Provided records =>

PR #1298, opened 2024-01-10
feat(wash): detect arch when building PAR files

vados-cosmonic:
## Feature or Problem

This commit adds the ability to detect the arch + OS combination when building PAR files, and use that as a default valiue. It's unlikely that people will create PARs from *not* the native toolchain, and in those cases they can specify `--arch` as normal.

### DIFF
--- a/crates/wash-cli/src/par.rs
+++ b/crates/wash-cli/src/par.rs
@@ -13,6 +13,11 @@ use wash_lib::cli::{extract_keypair, inspect, par, CommandOutput, OutputKind};
 
 const GZIP_MAGIC: [u8; 2] = [0x1f, 0x8b];
 
+/// Helper function for detecting the arch used by the current machine
+fn detect_arch() -> String {
+    format!("{}-{}", std::env::consts::ARCH, std::env::consts::OS)
+}
+
 #[derive(Debug, Clone, Subcommand)]
 pub enum ParCliCommand {
     /// Build a provider archive file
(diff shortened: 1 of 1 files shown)


crates/wash-cli/src/par.rs
```diff
@@ -13,6 +13,11 @@ use wash_lib::cli::{extract_keypair, inspect, par, CommandOutput, OutputKind};
 
 const GZIP_MAGIC: [u8; 2] = [0x1f, 0x8b];
 
+/// Helper function for detecting the arch used by the current machine
+fn detect_arch() -> String {
+    format!("{}-{}", std::env::consts::ARCH, std::env::consts::OS)
+}
```
brooksmtownsend, line 19: Just to be doubly sure, does this ARCH/OS convention match our standard set?
```
  x86_64-macos
  aarch64-macos
  x86_64-windows
  aarch64-linux
  x86_64-linux
```
I know in some cases it can report `arm64` here instead of `aarch64` and `darwin` instead of `macos`

vados-cosmonic: It does! I tested on my Linux laptop/desktop (arch btw) and my Macbook

vados-cosmonic: For reference:

https://doc.rust-lang.org/1.72.1/std/env/consts/constant.ARCH.html
https://doc.rust-lang.org/1.72.1/std/env/consts/constant.OS.html

brooksmtownsend (approved):

PR #1304, opened 2024-01-11
docs(examples): add README for language level

vados-cosmonic:
## Feature or Problem

While users are perusing examples, it's probably a good idea to add some language-specific information at the root for the given language.

As we current have our example structure set up to be `examples/<language>/(actors|...)`, we have a change to add a README at the `examples/<language>` level.

This commit adds READMEs for language-level folders under examples.

### DIFF
--- a/examples/golang/README.md
+++ b/examples/golang/README.md
@@ -1,0 +1,51 @@
+# Golang Examples
+
+This folder contains examples that can be run with [wasmcloud][wasmcloud] which are written in [Golang][golang].
+
+Most examples compile with [TinyGo][tinygo] rather than the Golang compiler proper given that WebAssembly support landed in TinyGo first and is still slightly better supported there.
+
+## Building individual example actors
+
+Example actors built in Golang can be compiled similarly to any other wasmcloud project:
+
+```console
+wash build
+```
+
+## WebAssembly support
+
+As WebAssembly is intended to be a "compilation target" for native Golang code, upstream work is underway to integrate and improve support for the various standards of WebAssembly.
+
+| Language | Core Modules (`wasm32-unknown-unknown`) | Preview 1 (`wasm32-wasi-preview1`) | WASI Preview 2 (`wasm32-wasi-preview2`)  |
+|----------|-----------------------------------------|------------------------------------|------------------------------------------|
+| Golang   | ✅ (`GOOS=js`,`GOARCH=wasm`)            | ✅ (`GOOS=wasip1`)                 | ✅ (requires [adapter][wasi-p2-adapter]) |
+| TinyGo   | ✅ (`-target=wasm`)                     | ✅ (`-target=wasi`)                | ✅ (requires [adapter][wasi-p2-adapter]) |
+
+Tiny Go WASI support is detailed [on their website][tinygo-wasi].
+Golang WASI preview 1 support was [announced on the Golang blog][golang-blog-wasi]
+
+> [!NOTE]
+> Don't know what `wasm32-unknown-unknown` means versus `wasm32-wasi-preview1`?
+>
+> `wasm32-unknown-unknown` is a compile target which deals in core [WebAssembly modules][wasm-core-modules] (i.e. you're only given access to numbers at this level)
+> [`wasm32-wasi-preview1`][wasi-p1] is a compile target that provides richer types, support for more higher level platform APIs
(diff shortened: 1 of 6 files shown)


examples/golang/README.md
```diff
@@ -0,0 +1,41 @@
...
+Most examples compile with [TinyGo][tinygo] rather than the Golang compiler proper given that WebAssembly support landed in TinyGo first and is still slightly better supported there.
+
+## WebAssembly support
+
+As WebAssembly is intended to be a "compilation target" for native Golang code, upstream work is underway to integrate and improve support for the various standards of WebAssembly.
+
+| Language | Core Modules (`wasm32-unknown-unknown`) | Preview 1 (`wasm32-wasi-preview1`) | WASI Preview 2 (`wasm32-wasi-preview2`) |
+|----------|-----------------------------------------|------------------------------------|-----------------------------------------|
+| Golang   | ✅ (`GOOS=js`,`GOARCH=wasm`)            | ✅ (`GOOS=wasip1`)                 | 🏗                                       |
+| TinyGo   | ✅ (`-target=wasm`)                     | ✅ (`-target=wasi`)                | 🏗                                       |
```
connorsmith256, line 14: I think these tables are technically correct (the best kind of correct?), but will likely create the wrong impression for new users. I.e. while TinyGo, Rust, and JS/TS toolchains currently target WASI P1 from a _compiler_ perspective, the tooling (e.g. jco, cargo component, wash) will automatically adapt to a WASI P2 component, ready to be run in wasmtime, wasmCloud, etc.

So from a user perspective, I would expect to see a ✅ for some of these P2 columns

vados-cosmonic: Yeah I was trying to focus here on the baked-into-the-language functionality -- I'll add a note like "requires adapter"

vados-cosmonic: done, updated!

examples/golang/README.md
```diff
@@ -0,0 +1,42 @@
+# Golang Examples
+
+This folder contains examples that can be run with [wasmcloud][wasmcloud] which are written in [Golang][golang].
+
+Most examples compile with [TinyGo][tinygo] rather than the Golang compiler proper given that WebAssembly support landed in TinyGo first and is still slightly better supported there.
```
brooksmtownsend, line 5: this `tinygo` link didn't resolve properly

examples/golang/README.md
```diff
@@ -0,0 +1,42 @@
...
+
+| Language | Core Modules (`wasm32-unknown-unknown`) | Preview 1 (`wasm32-wasi-preview1`) | WASI Preview 2 (`wasm32-wasi-preview2`)  |
+|----------|-----------------------------------------|------------------------------------|------------------------------------------|
+| Golang   | ✅ (`GOOS=js`,`GOARCH=wasm`)            | ✅ (`GOOS=wasip1`)                 | ✅ (requires [adapter][wasi-p2-adapter]) |
+| TinyGo   | ✅ (`-target=wasm`)                     | ✅ (`-target=wasi`)                | ✅ (requires [adapter][wasi-p2-adapter]) |
+
+Tiny Go WASI support is detailed [on their website][tinygo-wasi].
+Golang WASI preview 1 support was [announced on the Golang blog][golang-blog-wasi]
+
+> [!INFO]
```
brooksmtownsend, line 19: This INFO also didn't show up with the correct formatting 🤔

brooksmtownsend: Same with the other READMEs, I'm not super familiar with why

brooksmtownsend (changes requested):
A couple requests for markdown formatting.

Only other thing I'd love to have in `golang` / `rust` is just a snippet that details that those languages are supported out-of-the-box with `wash build`, and maybe a experimental note for TypeScript since we don't have that yet

examples/golang/README.md
vados-cosmonic: Oh this is weird -- that should be the right syntax for Github's alert...

vados-cosmonic: Ahh fixed, it was `[!NOTE]`

examples/golang/README.md
vados-cosmonic: Oh good catch, fixed!

brooksmtownsend (commented):
Love it!

brooksmtownsend (approved):
I SAID: I LOVE IT!

PR #1305, opened 2024-01-11
refactor(provider-wit-bindgen): macro crate structure

vados-cosmonic:
## Feature or Problem

Up until now, dependencies that were exercised by
`wasmcloud-wit-provider-bindgen` were required of the downstream binaries that were being used.

To make it easier for people to build providers (as they might be surprised by dependencies introduced by the macro), and encourage consistency in the dependencies used, we want to internalize the dependencies that the macro introduces (i.e. hanging them off the macro crate).

Given that Rust has a limitation where macro crates cannot have any other exports, we must create an "umbrella" crate which hosts the macro along with other dependencies, and use *that*.

This commit modifies the macro crate structure, renaming out `wasmcloud-provider-wit-bindgen`
to `wasmcloud-provider-wit-bindgen-macro`, and keeping `wasmcloud-provider-wit-bindgen` as the top level macro without breaking backwards compatibility.

This commit does not *internalize* the deps, it only goes as far as to make the structure where it is possible.


crates/provider-wit-bindgen-macro/src/lib.rs
brooksmtownsend, line 1: I assume this file was mostly moved? Or did this entire thing get modified?

vados-cosmonic: Yup! this PR is basically moving the macro crate to a `-macro` crate, so we can introduce a crate that the deps can be accessed from.

So `provider-wit-bindgen` will *contain* `provider-wit-bindgen-macro` (exposed via `provider-wit-bindgen::generate` as before), and *inside* `provider-wit-bindgen-macro` we can depend on a dep like `provider-wit-bindgen::deps::serde_bytes`.

vados-cosmonic: see this file:  `crates/provider-wit-bindgen/src/lib.rs` I think it's hidden by default

brooksmtownsend: Okay nice! I've used `git mv` for these types of files before and that typically smartens git up a little bit to not report it as 2600 deletes and adds

brooksmtownsend (approved):
Woo macros

PR #1306, opened 2024-01-11
ci(wash-cli): parse version from github ref

brooksmtownsend:
## Feature or Problem
This PR fixes one other issue with the wash-cli release to packagecloud which was a missing environment variable for parsing the reference. The release worked great, just had the default version.

## Related Issues
#1303

### DIFF
--- a/.github/workflows/wasmcloud.yml
+++ b/.github/workflows/wasmcloud.yml
@@ -434,6 +434,7 @@ jobs:
   nfpm:
     if: startsWith(github.ref, 'refs/tags/wash-cli-v')
     env:
+      REF: ${{ github.ref }}
       PACKAGECLOUD_TOKEN: ${{ secrets.PACKAGECLOUD_API_TOKEN }}
     needs:
     - cargo


.github/workflows/wasmcloud.yml
```diff
@@ -434,6 +434,7 @@ jobs:
   nfpm:
     if: startsWith(github.ref, 'refs/tags/wash-cli-v')
     env:
+      REF: ${{ github.ref }}
```
connorsmith256, line 437: Odd that this is okay with `refs/tags`?

connorsmith256 (approved):

.github/workflows/wasmcloud.yml
brooksmtownsend: I don't follow, do you mean that it's okay that this has the refs/tags prefix? We take care of that a little below
```
export VERSION=$(echo $REF | cut -d/ -f3)
```

connorsmith256: Ah missed that, thanks!

PR #1320, opened 2024-01-12
chore(ci): update artifact actions

connorsmith256:
Obviates https://github.com/wasmCloud/wasmCloud/pull/1181 and https://github.com/wasmCloud/wasmCloud/pull/1182

This also groups the upload and download actions in the dependabot config, so future automated bumps should work

### DIFF
--- a/.github/workflows/scorecard.yml
+++ b/.github/workflows/scorecard.yml
@@ -59,7 +59,7 @@ jobs:
       # Upload the results as artifacts (optional). Commenting out will disable uploads of run results in SARIF
       # format to the repository Actions tab.
       - name: "Upload artifact"
-        uses: actions/upload-artifact@a8a3f3ad30e3422c9c7b888a15615d19a852ae32 # v3.1.3
+        uses: actions/upload-artifact@c7d193f32edcb7bfad88892161225aeda64e9392 # v4.0.0
         with:
           name: SARIF file
           path: results.sarif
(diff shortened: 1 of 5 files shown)


rvolosatovs (commented):
Changes looks good to me, but I have not checked the changelog for these actions - are we sure that all artifacts still appear where we would expect them? Could you make a test release in a fork to verify that all the artifacts we'd expect are still uploaded?

.github/workflows/scorecard.yml
```diff
@@ -59,7 +59,7 @@ jobs:
       # Upload the results as artifacts (optional). Commenting out will disable uploads of run results in SARIF
       # format to the repository Actions tab.
       - name: "Upload artifact"
-        uses: actions/upload-artifact@a8a3f3ad30e3422c9c7b888a15615d19a852ae32 # v3.1.3
+        uses: actions/upload-artifact@c7d193f32edcb7bfad88892161225aeda64e9392 # v4.0.0
```
rvolosatovs, line 62: Is there a reason not to just use the tagged version like all other occurrences?

connorsmith256: I don't know why it was done this way before, I just kept it consistent 🤷

connorsmith256:
@rvolosatovs pushed host and wash tags to my fork, LGTY?
- https://github.com/connorsmith256/wasmCloud/actions/runs/7547250849
- https://github.com/connorsmith256/wasmCloud/actions/runs/7547253562

thomastaylor312 (approved):

PR #1321, opened 2024-01-12
fix(washboard): update lattice service

### LINKED ISSUE #1319: [FEATURE] Consolidate React API for LatticeService
The hooks that interact with the `LatticeService` instance have some overlap. It would be good to be able to consolidate these hooks into a unified interface that can doesn't need to much updating when the `LatticeService` gains more functionality.

We should:
- combine the `useLatticeConfig` and `useReactiveConfig` to use the familiar `useState` pattern.
- update usage of both hooks
- limit API surface of `LatticeService` to only that which is necessary for hooks

lachieh:
## Feature or Problem
This is mostly organization and moving toward familiar patterns found in the React ecosystem.
- Allow `LatticeService` class to be initialized outside as an instance (remove singleton pattern)
- Add `LatticeServiceProvider` component and `useLatticeService` hook, implement
- Add single barrel export for Lattice service "package"

## Related Issues
Closes #1319

## Release Information
`next`

## Consumer Impact
None

### Manual Verification
Confirmed still working with existing `wash up --nats-websocket-port=4001` example


washboard-ui/src/services/lattice/index.ts
```diff
@@ -0,0 +1,6 @@
+export {useLatticeData} from './hooks/use-lattice-data';
+export {useLatticeConfig} from './hooks/use-lattice-config';
+export {canConnect} from './helpers/can-connect';
+export {LatticeServiceProvider} from './context/LatticeServiceProvider';
+export {LatticeService} from './classes/lattice-service';
+export type {WadmActor, WadmHost, WadmLink, WadmProvider} from './classes/lattice-service';
```
yordis, line 6: At the app-level code, avoid re-exporting, this becomes an anti-pattern. At the app-level, go directly to where things are define.

lachieh: Normally I would agree, but this is what it's going for:
> Add single barrel export for Lattice service "package"

Eventually, this will be it's own package and having a single main export means that there's a clear API for using it

connorsmith256 (approved):

PR #1333, opened 2024-01-15
chore: Normalize service.names to use kebab-case

joonas:
## Feature or Problem

Standardizing on using kebab-case makes it easier for downstream consumers to operate on the names of services

### DIFF
--- a/crates/tracing/src/lib.rs
+++ b/crates/tracing/src/lib.rs
@@ -7,6 +7,7 @@ use std::env;
 use std::io::{IsTerminal, StderrLock, Write};
 
 use anyhow::Context;
+use heck::ToKebabCase;
 use once_cell::sync::OnceCell;
 use tracing::{Event, Subscriber};
 use tracing_subscriber::filter::LevelFilter;
@@ -114,6 +115,7 @@ pub fn configure_tracing(
 
 #[cfg(feature = "otel")]
 #[allow(clippy::missing_errors_doc)] // TODO: Document errors
+#[allow(clippy::needless_pass_by_value)]
 pub fn configure_tracing(
     service_name: String,
     otel_config: &OtelConfig,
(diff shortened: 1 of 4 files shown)


crates/tracing/src/lib.rs
```diff
@@ -114,18 +114,21 @@ pub fn configure_tracing(
 
 #[cfg(feature = "otel")]
 #[allow(clippy::missing_errors_doc)] // TODO: Document errors
+#[allow(clippy::needless_pass_by_value)]
```
brooksmtownsend, line 117: Note that we discussed this offline and decided to allow this instead of making a breaking API change at this time, but this is worth removing and resolving whenever we move the wasmcloud-tracing crate to 0.2.0 for legitimate reasons 😄

crates/tracing/src/lib.rs
```diff
@@ -114,18 +114,21 @@ pub fn configure_tracing(
...
 pub fn configure_tracing(
     service_name: String,
     otel_config: &OtelConfig,
     structured_logging_enabled: bool,
     log_level_override: Option<&Level>,
 ) -> anyhow::Result<()> {
+    use heck::ToKebabCase;
```
connorsmith256, line 124: Nit: unless there's a good reason to use inline imports (e.g. purposefully limiting scope to avoid a naming conflict, or conditional compilation), we prefer importing once at the top of the file. Makes things easier to find

joonas: Fair enough, I chose to import it here because this was the only place it was being used, so it would be local to the code that consumes it. I'm happy to hoist it up to the top if that's more appropriate.

connorsmith256: I don't have a strong opinion, but curious how @brooksmtownsend @thomastaylor312 feel

most importantly I wish we had automated tooling that just formatted these things for us :)

joonas: I went ahead and hoisted the use statement up to the top 👍

thomastaylor312: For future reference so my opinion is out in public 😆, I am really not a fan of code that imports in a function unless for the reasons @connorsmith256. I find that they clutter code and make it hard to see what is all actually imported

thomastaylor312 (approved):

connorsmith256 (approved):

Issue #1221, opened 2023-12-21
[RFC] Rename `lattice_prefix` to `lattice`


brooksmtownsend:
## Introduction

In wasmCloud, we have the concept of a Lattice which is a seamless connected network of wasmCloud hosts over NATS. As a measure of isolation and namespacing, wasmCloud hosts start with a `lattice_prefix` argument which is used on each RPC and control interface message that is sent or handled by that host and its actors/providers. 

By default, this is `default`, and covers the 95% use case of developers that are just running in one lattice. 

Some example topics with `default` and `custom` lattice prefixes, showing the namespacing ability:
```
wasmbus.rpc.default.MBSNVBOSBQL6L4G3NZERCQAAEMTFWGJUWOO2X4MV3EIDMVJZNOL2IIZO
wasmbus.evt.default.host_started
wasmbus.rpc.custom.MBSNVBOSBQL6L4G3NZERCQAAEMTFWGJUWOO2X4MV3EIDMVJZNOL2IIZO
wasmbus.evt.custom.host_started
```

## Motivation

In the interest of clarity and transferrable knowledge, this RFC proposes renaming `lattice_prefix` to `namespace`. For a developer new to the wasmCloud ecosystem, lattice is a new term and I think it deserves to be the emphasis of learning. Lattice prefix introduces another term where `namespace` could be equivalent and mean essentially the same thing.

Additionally, other orchestration frameworks like `nomad` and `kubernetes` use namespace as a way of identifying logically separate jobs/workloads, so platform developers looking at wasmCloud will have an immediate transfer of knowledge.

## Detailed Design

The first step of this design is to, at the CLI level of wasmcloud and wash, rename `lattice-prefix` to `namespace` and support `lattice-prefix` as an alias. The same thing should happen for our public APIs like the control interface and wadm, where the name of types should be changed to `namespace` but still serialized as `lattice_prefix`.

Our documentation should be updated to refer to this "namespace" as a way of providing logically separate relationships within a single lattice connection.

## Backwards Compatibility

Mentioned in the above are methods of providing backwards compatibility using serde aliases to preserve over-the-wire compatibility. Lattice prefix should be deprecated and, once wasmCloud hits 1.0, removed in favor of all tooling that uses `namespace`. 

## Alternatives Considered

We could rename this to `lattice_namespace` as well, which would preserve the connection to the lattice. I feel that simply using namespace is simple enough and does not reduce clarity.

## Conclusion

[...]

PR #1341, opened 2024-01-17
refactor(*)!: rename lattice prefix to just lattice

connorsmith256:
## Feature or Problem
This renames `lattice_prefix` to just `lattice` internally, including in user-facing ways:
- `--lattice-prefix` in the host/wash is now just `--lattice`
  - backwards compatibility is maintained via a clap alias, for the time being
- the `WASMCLOUD_LATTICE_PREFIX` env var is now just `WASMCLOUD_LATTICE`
  - backwards compatibility is maintained via manual checking, which emits a warning when the old env var is used

## Related Issues
https://github.com/wasmCloud/wasmCloud/issues/1221

## Release Information
- v0.33 of the control interface (breaking change)
- v0.82 of the host (not a breaking change, but that's the next version)
- v0.26 of wash (breaking change due to pulling in the new control interface)

## Consumer Impact
There shouldn't be any, other than users receiving warnings if they use the old env var

Users of the control interface crate will need to update now that `lattice_prefix` is not a public field

### Acceptance or Integration
The existing test suite has good coverage

### Manual Verification
I also played around with starting the host and using wash with the new flag/env var

### DIFF
--- a/crates/control-interface/src/types.rs
+++ b/crates/control-interface/src/types.rs
@@ -115,7 +115,9 @@ pub struct Host {
     pub labels: Option<KeyValueMap>,
     /// Lattice prefix/ID used by the host
     #[serde(default, skip_serializing_if = "Option::is_none")]
-    pub lattice_prefix: Option<String>,
+    pub lattice: Option<String>,
+    #[serde(default, skip_serializing)]
+    lattice_prefix: Option<String>, // TODO(pre-1.0): remove me once all clients are updated to control interface v0.33
     /// NATS server host used for regular RPC
     #[serde(default, skip_serializing_if = "Option::is_none")]
     pub rpc_host: Option<String>,
@@ -128,6 +130,14 @@ pub struct Host {
     /// Current wasmCloud Host software version
     #[serde(default, skip_serializing_if = "Option::is_none")]
     pub version: Option<String>,
+}
+
+// TODO(pre-1.0): remove me once all clients are updated to control interface v0.33
+impl Host {
+    #[must_use]
+    pub fn lattice(&self) -> Option<&String> {
+        self.lattice.as_ref().or(self.lattice_prefix.as_ref())
+    }
 }
 
 /// Describes the known contents of a given host at the time of
--- a/crates/wash-cli/src/bin/wash.rs
+++ b/crates/wash-cli/src/bin/wash.rs
@@ -230,6 +230,15 @@ async fn main() {
         .with_writer(std::io::stderr)
         .with_env_filter(EnvFilter::from_default_env())
         .init();
+
+    // TODO(pre-1.0): remove me
+    if let Ok(lattice) = std::env::var("WASMCLOUD_LATTICE_PREFIX") {
+        eprintln!(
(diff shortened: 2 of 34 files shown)


crates/control-interface/src/types.rs
```diff
@@ -130,6 +132,15 @@ pub struct Host {
     pub version: Option<String>,
 }
 
+// TODO(pre-1.0): remove me once all clients are updated to control interface v0.33
+impl Host {
+    #[must_use] pub fn lattice(&self) -> Option<&String> {
```
thomastaylor312, line 137: Why the `must_use` here?

crates/wash-cli/src/bin/wash.rs
```diff
@@ -230,6 +230,15 @@ async fn main() {
         .with_writer(std::io::stderr)
         .with_env_filter(EnvFilter::from_default_env())
         .init();
+
+    // TODO(pre-1.0): remove me
+    if let Ok(lattice) = std::env::var("WASMCLOUD_LATTICE_PREFIX") {
+        eprintln!(
+            "The `WASMCLOUD_LATTICE_PREFIX` environment variable is deprecated and will be removed. Please use `WASMCLOUD_LATTICE` instead."
+        );
+        std::env::set_var("WASMCLOUD_LATTICE", lattice);
```
thomastaylor312, line 239: Could this end up munging something if they have both vars set? I don't think this is blocking, but I have something deep in my memory (that could be totally false) that setting env vars for people (unless that is the actual intent of the user) is bad practice

src/main.rs
```diff
@@ -233,6 +234,14 @@ const DEFAULT_SHUTDOWN_TIMEOUT: Duration = Duration::from_secs(10);
 #[tokio::main]
 #[allow(clippy::too_many_lines)]
 async fn main() -> anyhow::Result<()> {
+    // TODO(pre-1.0): remove me
+    if let Ok(lattice) = std::env::var("WASMCLOUD_LATTICE_PREFIX") {
+        eprintln!(
+            "The `WASMCLOUD_LATTICE_PREFIX` environment variable is deprecated and will be removed. Please use `WASMCLOUD_LATTICE` instead."
+        );
+        std::env::set_var("WASMCLOUD_LATTICE", lattice);
```
thomastaylor312, line 242: Same thing here about setting env vars, in case we decide it matters

thomastaylor312 (approved):
Nothing blocking, but maybe one possible discussion

crates/control-interface/src/types.rs
connorsmith256: No idea, clippy fix automatically added this

crates/wash-cli/src/bin/wash.rs
connorsmith256: I agree, but can you help me come up with an alternative approach? Based on my reading, clap only supports associating a single env var with an option using the macro :/

I'm okay with the grossness, given this is temporary ™️ code that should be released after host version n+1 is out. But if there's a way to avoid it entirely, I'm all ears

brooksmtownsend (approved):

connorsmith256:
@thomastaylor312 merging now given the likelihood of merge conflicts the longer this stays open, but happy to follow up and make the env var handling more graceful if you had an idea there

Aim of the exercise => Work out how many lines of the material contain "good". Reply with that number only.

Response to this task => 6